All sonnets except one are in the 1624 Opitz in the "Book of the German Poeterey" recommended for sonnets meter of Alexandrian written with the recommended also by Opitz rhyme scheme "ABBA ABBA" for the quartets and "CCD EED" for the trios . The verses with the “A” and “D” rhymes are thirteen syllable, the rhymes are feminine , the verses with the “B”, “C” and “E” rhymes are twelve syllable, the rhymes are masculine . Only the sonnet [II.] "Vber des LORD JESUS ​​Gefännüß." Differs slightly in that the first two verses of the second trio take up the "B" rhyme, the rhyme scheme is ABBA ABBA CCD BBD. The poems are not numbered in the original. The numbering in brackets follows Manheimer and Szyrocki. The division into groups follows Borgstedt and largely agrees with Manheimer.

Spiritual sonnets

“To GOD the Holy Spirit” in Lissa print

The sonnet with the slightly different rhyme scheme ABBA ABBA CCD BBD (see above).

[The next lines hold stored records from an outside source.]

PR #836, opened 2017-11-20
Fixed division by zero Edgecase

HawkCorrigan:
This "fix" might break some things, I'm not sure how often formatPercentage was used and needs to return a number. Definitely affects RestoShaman and RestoDruid.
Shows N/A instead of Nan in casting efficiencies if things like chainheal are not used.

I mostly wanna have some feedback if a change like this is wanted before i start checking other abilities/specs.

### DIFF
--- a/src/Parser/Shaman/Restoration/Modules/Spells/ChainHeal.js
+++ b/src/Parser/Shaman/Restoration/Modules/Spells/ChainHeal.js
@@ -1,5 +1,6 @@
 import React from 'react';
 
+import { formatPercentage} from 'common/format';
 import SpellIcon from 'common/SpellIcon';
 import SpellLink from 'common/SpellLink';
 import SPELLS from 'common/SPELLS';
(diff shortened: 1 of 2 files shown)


HawkCorrigan:
Yup just noticed that too.
Question still stands if a change like this is wanted in general.

kfinch:
As for the general concept of handling NaN / null / undefined inputs to the format functions, you may have something of a point, it's a little bit weird that a few of the format functions coerce those values to zero. I'm not convinced that returning "N/A" is the best solution, maybe it would be better to return NaN in these cases, and let the end user do with it as they will.

kfinch:
For example, returning "N/A" from formatPercentage wouldn't work even when formatPercentage is used correctly, because things using it offer a trailing "%", meaning you'd end up displaying "N/A %". 

You could make formatPercentage include the % symbol itself, and then remove the percents after it from everything that calls formatPercentage, but then there is a spacing issue. Stats boxes that include a percent in big lettering look better with a space in-between the number and the '%', while smaller percentages in suggestions and tooltips look better without the space. Currently that spacing is handled by the dev instead of the format function.

HawkCorrigan:
I am asking because at the moment it return NaN average targets if no chainheals were used.
IMO NaN is the worst thing that could be displayed, because most users don't know what it means.
I thought about displaying it as "0 average targets hit", but that's kind of wrong so i don't really like it either.

First i just checked it with a ternary operator in the html-tags, but that seems to be kind of hacky, so I thought about running it through a format-Function.
formatPercentage already used the 2 digits after decimal points, but I missed the part of multiplying it by 100 so ye, that won't work.

So maybe just have a formatNumber(int precision) which doesn't change the number itself? IDK tbh

kfinch:
For your specific case, just do `${isNaN(avgHits) ? "N/A" : avgHits.toFixed(2)}` for the statistic. For the suggestion, you should probably do an early return if avgHits is NaN.

The more I think of it, the more I believe the format functions should be about formatting numbers, and should leave it up the dev to check that their value is actually a number before passing it in.

PR #838, opened 2017-11-20
[Discipline Priest] Fixed value for Undead Racial

karlpralow:
In the Touch of the Grave Undead racial, the direct healing wasn't added in the count. The spell generates healing from atonement but also direct healing on self. This PR adds the healing to the value of the racial and gives a breakdown in the mouse over.

### DIFF
--- a/src/Parser/Priest/Discipline/Modules/Spells/TouchOfTheGrave.js
+++ b/src/Parser/Priest/Discipline/Modules/Spells/TouchOfTheGrave.js
@@ -18,7 +18,8 @@ class TouchOfTheGrave extends Analyzer {
     combatants: Combatants,
   };
 
-  healing = 0;
+  atonementHealing = 0;
+  directHealing = 0;
   damage = 0;
 
   on_byPlayer_damage(event) {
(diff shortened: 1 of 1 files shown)


src/Parser/Priest/Discipline/Modules/Spells/TouchOfTheGrave.js
```diff
@@ -28,32 +29,45 @@ class TouchOfTheGrave extends Analyzer {
...
+
+    const atonementPct = this.owner.getPercentageOfTotalHealingDone(atonementHealing);
+    const directPct = this.owner.getPercentageOfTotalHealingDone(directHealing);
+    const totalPct = atonementPct + directPct;
+
+    // since we can't directly get undead racial status, if we found 0 damage,
     // assume they aren't undead and do not load the module
     if(damage === 0) { return; }
-
+    console.log(this.directHealing);
```
MartijnHols: You left this in here. While you're at it could you change the above return statement to return `null` instead? It's preferred to either always return nothing (void) or always return a value, but not switch between the two.

PR #839, opened 2017-11-20
[Marksmanship] Fix infinity error on trueshot

Pewtro:
If one were to precast trueshot and not cast it anymore in a fight, you'd end up with this result: 
image

This updates fixes it so that it'll end up looking like this: 
image

### DIFF
--- a/src/Parser/Hunter/Marksmanship/Modules/Spells/Trueshot.js
+++ b/src/Parser/Hunter/Marksmanship/Modules/Spells/Trueshot.js
@@ -25,13 +25,28 @@ class Trueshot extends Analyzer {
   totalCastsPrTS = 0;
   executeTrueshots = 0;
   startFocusForCombatant = 0;
+  prepullTrueshots = 0;
+
+  on_byPlayer_applybuff(event) {
+    const buffId = event.ability.guid;
+    if (buffId !== SPELLS.TRUESHOT.id && !event.prepull) {
+      return;
+    }
+    //ensures we only get 1 of these events
+    if (this.trueshotCasts === 0) {
+      //adds 1 to trueshotCasts to properly show that it was cast prepull
+      this.trueshotCasts += 1;
+      this.prepullTrueshots += 1;
+    }
+  }
 
   on_byPlayer_cast(event) {
-    //checks for the combatants start focus and assigns it once - useful if the combatant has precast trueshot
-    if (this.startFocusForCombatant === 0) {
+//checks if we had a prepull trueshot, in which case the firstCast done symbolises our starting focus of that one trueshot
+    if (this.prepullTrueshots > 0 && this.startFocusForCombatant === 0) {
       event.classResources.forEach(classResource => {
         if (classResource.type === RESOURCE_TYPES.FOCUS && classResource['amount'] > this.startFocusForCombatant) {
           this.startFocusForCombatant += classResource['amount'];
+          this.accumulatedFocusAtTSCast += this.startFocusForCombatant;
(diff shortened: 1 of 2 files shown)


Pewtro:
Didn't know I could make prepull stuff like that, how nice. 
I've moved it into a prepull check aswell as added an uptime suggestion to the module.

src/Parser/Hunter/Marksmanship/Modules/Spells/Trueshot.js
```diff
@@ -23,23 +24,46 @@ class Trueshot extends Analyzer {
...
   totalCastsPrTS = 0;
   executeTrueshots = 0;
+  startFocusForCombatant = 0;
+  prepullTrueshots = 0;
 
-  on_byPlayer_cast(event) {
+  on_byPlayer_applybuff(event) {
     const buffId = event.ability.guid;
-    if (buffId !== SPELLS.TRUESHOT.id) {
+    if (buffId !== SPELLS.TRUESHOT.id && !event.prepull) {
```
kfinch: Shouldn't this be `||` not, `&&` ?

src/Parser/Hunter/Marksmanship/Modules/Spells/Trueshot.js
```diff
@@ -23,23 +24,46 @@ class Trueshot extends Analyzer {
...
       return;
     }
-    this.trueshotCasts += 1;
-    this.accumulatedFocusAtTSCast += event.classResources[0]['amount'] || 0;
-    if (this.combatants.selected.hasBuff(SPELLS.BULLSEYE_TRAIT.id, event.timestamp)) {
-      this.executeTrueshots += 1;
+    //ensures we only get 1 of these events
+    if (this.trueshotCasts === 0) {
```
kfinch: I'm unclear on how you could ever get more than one, is this a 'just in case' kind of thing?

src/Parser/Hunter/Marksmanship/Modules/Spells/Trueshot.js
Pewtro: Well I only care about prepull events and trueshot events in this section, since everything else is handled in ``on_byPlayer_cast``

src/Parser/Hunter/Marksmanship/Modules/Spells/Trueshot.js
Pewtro: It registered more than one if I didn't do it, if I recall correctly, but otherwise, ye just a "just in case"

src/Parser/Hunter/Marksmanship/Modules/Spells/Trueshot.js
kfinch: Yes, you only care about an event that is Trueshot AND Prepull, but this statement is for an early return. The logical negation of "A && B" is "!A || !B". For a concrete example, a buff that is Prepull but isn't Trueshot would not early return as currently written.

src/Parser/Hunter/Marksmanship/Modules/Spells/Trueshot.js
kfinch: It registered more than one because your early return statement is incorrect, as I noted above.

src/Parser/Hunter/Marksmanship/Modules/Spells/Trueshot.js
Pewtro: right... fuck me - fixed

PR #843, opened 2017-11-21
[core] Fixed an issue where spell timelines weren't rendered properly for spells with charges

### LINKED ISSUE #793: Cooldowns of abilities with stacks don't work properly in the timeline tab
image

The correct behavior would be:
1. Show it on cooldown as long as at least 1 charge is recharging
2. Show it on cooldown when no charges are available

2 would be weird since then the first cast would show no cooldown. I think the best solution is to show both stacks with a opacity of like 33% so that the indicator gets darker when multiple stacks are on cooldown.

kfinch:
DON'T MERGE just yet

Fixes #793 - I chose option 1 for fixing this, because option 1 was obviously the correct choice.

The reason I say "don't merge this yet" is because the cooldown tooltip on charged spells is now a bit janky -- it shows the total amount of contiguous time the spell was recharging, which typically has nothing to do with the spell's actual cooldown. I put up this PR to solicit ideas as to how this should be handled. My current best idea is that some sort of marker should delineate each gained charge, and the tooltip on each segment should display the amount of time it took that charge to be gained.

### DIFF
--- a/src/Main/Timeline/Events.js
+++ b/src/Main/Timeline/Events.js
@@ -52,6 +52,8 @@ class Events extends React.PureComponent {
     const { events, start, totalWidth, secondWidth, className } = this.props;
     const fixedEvents = this.fabricateEndCooldown(events);
 
+    let beginTimestamp;
+
     return (
       <div className={`events ${className || ''}`} style={{ width: totalWidth }}>
         {fixedEvents.map((event, index) => {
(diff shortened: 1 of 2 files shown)


kfinch:
Ok, what I currently have is definitely better than what's on live, but a few issues to work out. In some cases it looks like cooldown bars are stacking up for spells with stacks, which is not intended. Also there is no delimiter between stack recharges, I'd like some sort of tick mark or something in between recharges, and I'm not sure the best thing to put there.

kfinch:
Ok delimiter added, now two issues remaining:
1) sometimes stacked cooldown bars for spells with stacks
2) sometimes missing end cooldown bar for spells with stacks

kfinch:
Ahaha those two issues were actually the same issue! Got them both fixed, and also fixed the icon vertical alignment issue.

kfinch:
timeline-with-stacks

PR #864, opened 2017-11-23
Changed Cast Efficency for Sheild of the Righteous

yajinni:


src/Parser/Paladin/Protection/Modules/Features/Abilities.js
```diff
@@ -39,7 +39,7 @@ class Abilities extends CoreAbilities {
     {
       spell: SPELLS.SHIELD_OF_THE_RIGHTEOUS,
       category: Abilities.SPELL_CATEGORIES.ROTATIONAL,
-      getCooldown: haste => null,
+      getCooldown: haste => 16,
```
kfinch: I'm pretty sure SotR scales with haste. Also if there is anything else that modifies cooldown, it should go here.

yajinni: your right. it does scale with haste. Will make changes.

yajinni:
Changes have been made. It was initially marked like that because we are still in the most begining stages.
As i mentioned without it you get hit buy trucks as paladins and 1 main source of damage. They stack haste so they can try to use it as much as possible. So tracking it is important. Its left at a more lax 80% so to give wiggle room to those that might be saving it up for a big event. But it also has 3 charges, so at high haste its around for most of the time.

PR #866, opened 2017-11-23
[Windwalker] Added Chi breakdown tab, suggestions and chi wasted statistic

Juko8:
The formatting in the Chi tab isn't the prettiest right now, but i'm not very experience with editing it. It does show everything, so it can always be improved later


kfinch:
Looks cool, but SOMETHING'S NOT QUITE RIGHT where I've circled.

chi

Juko8:
I honestly have no clue how to fix that

kfinch:
Well what's it supposed to look like? Just how it is but without the `|` ? In any case, check where it's rendered in ChiBreakdown.

Juko8:
It's a bar like the ones showing chi generated, but i don't know how to hide it when width is 0, i kinda expected it to just be hidden in that case. Googling it didn't help me either.

kfinch:
ohhhh, just a sec I think I can figure it out

src/Parser/Monk/Windwalker/Modules/Chi/ChiBreakdown.js
```diff
@@ -0,0 +1,130 @@
...
+                    />
+                  </td>
+                  <td style={{ width: 50, paddingRight: 5, textAlign: 'center' }}>
+                    <dfn data-tip={`${formatPercentage(ability.wasted / totalWasted)} %`}>{ability.wasted}</dfn>
+                  </td>
+                  <td style={{ width: '30%' }}>
+                    <div
+                      className={'performance-bar '}
+                      style={{ width: `${(ability.wasted / totalWasted) * 100}%` }}
+                    />
```
kfinch: Maybe wrap this in a conditional, only render when `ability.wasted === 0`

kfinch:
Although actually could just leave it, I didn't realize they were even supposed to be bars

kfinch:
Yeah ok I take it back, it's fine.

PR #870, opened 2017-11-25
Unholy - Runic Power/Festering Strike Module

Maxweii:
Updating values on Runic Power wasted percentages.


Maxweii:
Went through things with Khazzak about Festering Strike values, found it was a rather high value so lowered to reflect in game performance more. Runic Power values as well for same reason.

PR #1158, opened 2018-01-09
Maelstrom-Chart and partly Focus-Chart

HawkCorrigan:
Started out as just putting ABC into a submodule, which was already done tho, so it became just deleting old code.

Stole @Pewtro's implementation of the focus chart. Fixed a bug where it showed double the intended value for Aspect of the wild, put all charts in submodules.

Bug was caused by all generating abilites which were caused by and targetting the same player getting registered twice, so deleting the on_by_Player_energize should solve the issue.

New Maelstrom-Tab gets used by both Elemental and Enhancement and works for both, so seperate implementations became obsolete.
  
Sorry for that PR becoming quite messy.


Gebuz:
Is there anything special about focus or maelstrom or could this be made a core module for all resources? It would avoid a lot of code duplication and make it easier to implement new resources in the future. I'm just wondering since when I made the Astral Power tab for balance druid I ended up just moving the rogue resourcetracker modules to core and then it didn't take much more than 10 lines to implement it for balance.

HawkCorrigan:
Ye that was kinda the plan in the long run
I basically just wanted to play around with the tabs first, so I only looked into these two.

HawkCorrigan:
So rogue tracker is already in core?

Gebuz:
yeah, it doesn't have a chart though, just tracker, tab and suggestion.

Pewtro:
oh yeah okay that makes sense for the Aspect of the wild stuff monkaS
Thanks for moving it into a standalone module tho 😃 
 
however I think running the risk of classResources being different for specs might provide an issue that could prevent this from being core

src/Parser/Hunter/Shared/Modules/Features/FocusChart/FocusTracker.js
```diff
@@ -81,7 +77,7 @@ class FocusTracker extends Analyzer {
   }
 
   checkActiveWaste(event) {
-    if ((event.sourceID === this.owner.player.id || event.targetID === this.owner.player.id) && event.classResources && event.classResources[0].type === RESOURCE_TYPES.FOCUS) {
+    if ((event.sourceID === this.owner.player.id || event.targetID === this.owner.player.id) && event.classResources && event.classResources[0].type === RESOURCE_TYPES.FOCUS.id) {
       this.tracker++;
       if (this.generatorCasts[event.ability.guid]) {
```
Pewtro: Why does this line appear changed into this? It's already like this on live 🤔

HawkCorrigan: ye i think i fetched it a second before you fixed it, no idea why it gets highlighted tho

HawkCorrigan:
I might look into making it a core module next, i just expect some issues with passive ressource generation.

PR should be fine as is right now though.

Pewtro:
With a mental note to take a look at making a core tab in the future possibly

PR #1161, opened 2018-01-10
[Resto Druid] Added preliminary HoT Tracker, enabling several module updates

### LINKED ISSUE #1160: [BUG] Tearstone of Elune triggered ~25 times, only one was caught.
https://wowanalyzer.com/report/yWB68j2PqaZkpKMV/42/53

kfinch:
The meat of this PR is a new 'HotTracker' module which tracks attribution of application, boosts, and extensions of HoTs. This allows several modules to be able to report attributable healing with much better accuracy.

Currently the 'extension' part is NYI, I intend to add that in the future. For now, I want to run this design by everyone, because I'm uncomfortable with how complex and monolithic the HotTracker module is. Any design suggestions would be appreciated.

I've implemented updated modules for PotA, Tearstone (fixes #1160), and T21, and I've added a new module implementing 4pc T19 using this framework.

I also added a couple events normalizers that make events go in an easier to handle order. Details are in their comments.

-----------------------

A little more about the design of HotTracker, which might not be fully apparent from looking it over: HotTracker tracks all HoTs applied by the player, and at the moment of application calls `_getAttributions` to go through some logic to figure out where the HoT came from (eg a hardcast or a Tearstone proc or a PotA proc etc etc). When an attribution is made, an accumulator object is passed to the HoT, and stats about that HoT are updated as the HoT heals. This means at any time we can access some abilities "attributable healing" through its accumulator. Handling extensions and boosts will use similar logic.


src/Parser/Druid/Restoration/Modules/Core/HotTracking/HotTracker.js
```diff
@@ -0,0 +1,205 @@
...
+    hot.boosts = [];
+  }
+
+  on_byPlayer_removebuff(event) {
+    if(event.ability.guid === SPELLS.POWER_OF_THE_ARCHDRUID_BUFF.id) {
+      this.potaFallTimestamp = event.timestamp; // FIXME temp until figure out hasBuff problem
+    }
+
+    const spellId = event.ability.guid;
+    const target = this._validateAndGetTarget(event);
```
Pewtro: why don't you just move ``const spellId = event.ability.guid;`` that initial check so that could be if ``spellID ===`` aswell?

kfinch:
I was making an effort to make this as readable as possible, but I guess I can only go so far given the complexity of what I'm doing. I made several updates since you last looked, but not sure if it will make things more clear.

kfinch:
I actually don't want to merge this just yet, There's a few more tweaks I'll put in first, mostly formalizing the interactions between the HotTracker and the Attributors

kfinch:
Alright, putting this in...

The sonnet is the adaptation of a neo-Latin poem by the Polish Jesuit Maciej Sarbiewski .

  • [IV.] The corpse of the LORD JESUS ​​dead.

The sonnet is the adaptation of a neo-Latin poem by the German Jesuit Jakob Bidermann

  • [v.]. Remembrance of Loth's wife. Lucae 17th BC 32.

The title is taken from the Gospel of Luke : “Think of Lot's wife!” ( Lk 17.32  EU ) The sonnet is the adaptation of a neo-Latin poem by the Dutch Jesuit Bernardus Bauhusius (1575–1619). Like Lot, man should follow the will of God; Lot's wife, who acted against God, became a pillar of salt: "She feels / that tears = saltz running out of your eyes / soon freezes in Saltz too / before she thinks right / So your folly will be atoned for with wise tautness."

Vanitas sonnets

According to the date of February 1636, research dates the disease to Gryphius' time in Danzig.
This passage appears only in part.